This problem and the following generalisation appeared 1979 in Ars Combinatoria (thanks to Darij who found it): Let $ (G, + )$ be a finite abelian group of order $ n$. Let also $ a_1,a_2,...,a_{n - 1} \in G$ be arbitrary. Then there exist pairwise distinct $ b_1,b_2,...,b_{n - 1} \in G$ and pairwise distinct $ c_1,c_2,...,c_{n - 1} \in G$ such that $ a_k = b_k + c_k$ for $ k = 1,2,...,n - 1$. [Moderator edit: The Ars Combinatoria paper is: F. Salzborn, G. Szekeres, A problem in Combinatorial Group Theory, Ars Combinatoria 7 (1979), pp. 3-5.]

so could someone post a proof of either the problem or its generalization?

you can find the proof in file shortlist 2005 which has been posted by orl The main idea is given two sequence $a_{1}...a_{n}$ and $b_{1}...b_{n}$ s.t $\sum a_{i}\equiv 0(mod n)$ and $\sum b_{i}\equiv 0(mod n)$ and there are exactly two i;j s.t $a_{i}\neq\ b_{i}(modn)$ and $a_{j}\neq\ b_{j}(modn)$.Then if we know two permutation good for the sequence (a_1...a_n) then we can build two permuttionm good for (b_1...b_n) i will come back with detail if you need

Well, I will post the solution from Ars Combinatoria if a re-find that two sheets of paper... It's a bit different from the ISL one.

I think you didnt keep promise,Zetax Please post it here and now!

to spdf: that was also my idea when i first saw the problem but i can't find a good way to contruct those 2 permutations for $ b_j$.you said you can post details.please do so

Sorry for not repsonding (I merely forgot...). But I just saw that problem again: In a slightly different manner (but being equivalent to this one here) it is solved in "The Mathematics of Juggling", called the "Converse of the Average Theorem". Main ideas: You show that this property (being a sum of two permutations) is invariant under the operations $ a_{i,j,d}$ that add $ d$ to $ a_i$ and subtract $ d$ from $ a_j$. For this, you need to do it algorithmically (but describing it is a bit hard without that graphics...).

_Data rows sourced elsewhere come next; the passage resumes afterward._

PR #4750, opened 2025-08-16
feat(zero): Add inspector metrics for query-update-server

arv:
This PR adds inspector metrics for `query-update-server`, enabling measurement of update times per query (`queryID`) and globally across all updates. Metrics are collected via a `MeasurePush` operator in the IVM pipeline, similar to the client-side approach. Inspector responses now include these metrics. Also includes a test fix for metric integration.### Summary
Adds inspector metrics for `query-update-server`, allowing measurement of update times both per query (`queryID`) and globally.

### Changes
- Collects update time metrics via `MeasurePush` operator in the IVM pipeline (mirroring client-side).
- Inspector responses now include these new metrics.

### DIFF
--- a/packages/zero-cache/src/services/view-syncer/view-syncer.ts
+++ b/packages/zero-cache/src/services/view-syncer/view-syncer.ts
@@ -14,9 +14,7 @@ import {assert, unreachable} from '../../../../shared/src/asserts.ts';
 import {stringify} from '../../../../shared/src/bigint-json.ts';
 import {CustomKeyMap} from '../../../../shared/src/custom-key-map.ts';
 import {must} from '../../../../shared/src/must.ts';
-import {mapValues} from '../../../../shared/src/objects.ts';
 import {randInt} from '../../../../shared/src/rand.ts';
-import {TDigest} from '../../../../shared/src/tdigest.ts';
 import type {AST} from '../../../../zero-protocol/src/ast.ts';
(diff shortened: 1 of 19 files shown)


packages/zero-cache/src/services/view-syncer/view-syncer.ts
```diff
@@ -1079,6 +1067,7 @@ export class ViewSyncerService implements ViewSyncer, ActivityBasedService {
           span.setAttribute('table', transformedAst.table);
           for (const _ of this.#pipelines.addQuery(
             transformationHash,
+            hash,
```
arv, line 1070: @darkgnotic I think this is correct but I wanted to verify with you. I see in some other places we map from the transformationHash to multiple client side hashes (aka queryID).

What happens if two queries ends up with the same transformationHash? Do they share the IVM pipeline? If so, then I would need to map the ID similar to how we do it in other places.

darkgnotic: Yes, if two queries end up with the same transformationHash, they share the same pipeline. This is not expected to happen often but it does happen, for example, when two queries map to the "not-permitted" query and return an empty result.

So technically a one-to-many map would be needed here.

arv: OK. I will figure out how to find this mapping.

ZetaX wrote: Sorry for not repsonding (I merely forgot...). But I just saw that problem again: In a slightly different manner (but being equivalent to this one here) it is solved in "The Mathematics of Juggling", called the "Converse of the Average Theorem". Main ideas: You show that this property (being a sum of two permutations) is invariant under the operations $ a_{i,j,d}$ that add $ d$ to $ a_i$ and subtract $ d$ from $ a_j$. For this, you need to do it algorithmically (but describing it is a bit hard without that graphics...). that is what I tried to do, but I can not prove that we can do it for the general case... can someone please help?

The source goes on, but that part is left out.